Complete, exact copies of all entries are needed.

[Stored data]
****************************************

PR #4515, opened 2022-03-29
docs: Add clarifications for docs describing bundle signing and delta features

ashutosh-narkar:
This commit adds some clarification to the bundle doc regarding
the format of bundle signatures and manifest behavior for delta
bundles.

Signed-off-by: Ashutosh Narkar <anarkar4387@gmail.com>

PR #4517, opened 2022-03-30
docs/management-bundles: replace quotations with info boxes

srenatus:
Small follow-up to #4515.


srenatus:
markup only. looked the preview, it's what you'd expect. ✔️

anderseknert (approved):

****************************************

**Your response**
PR #4515, opened 2022-03-29
docs: Add clarifications for docs describing bundle signing and delta features

ashutosh-narkar:
This commit adds some clarification to the bundle doc regarding
the format of bundle signatures and manifest behavior for delta
bundles.

Signed-off-by: Ashutosh Narkar <anarkar4387@gmail.com>

PR #4517, opened 2022-03-30
docs/management-bundles: replace quotations with info boxes

srenatus:
Small follow-up to #4515.


srenatus:
markup only. looked the preview, it's what you'd expect. ✔️

anderseknert (approved):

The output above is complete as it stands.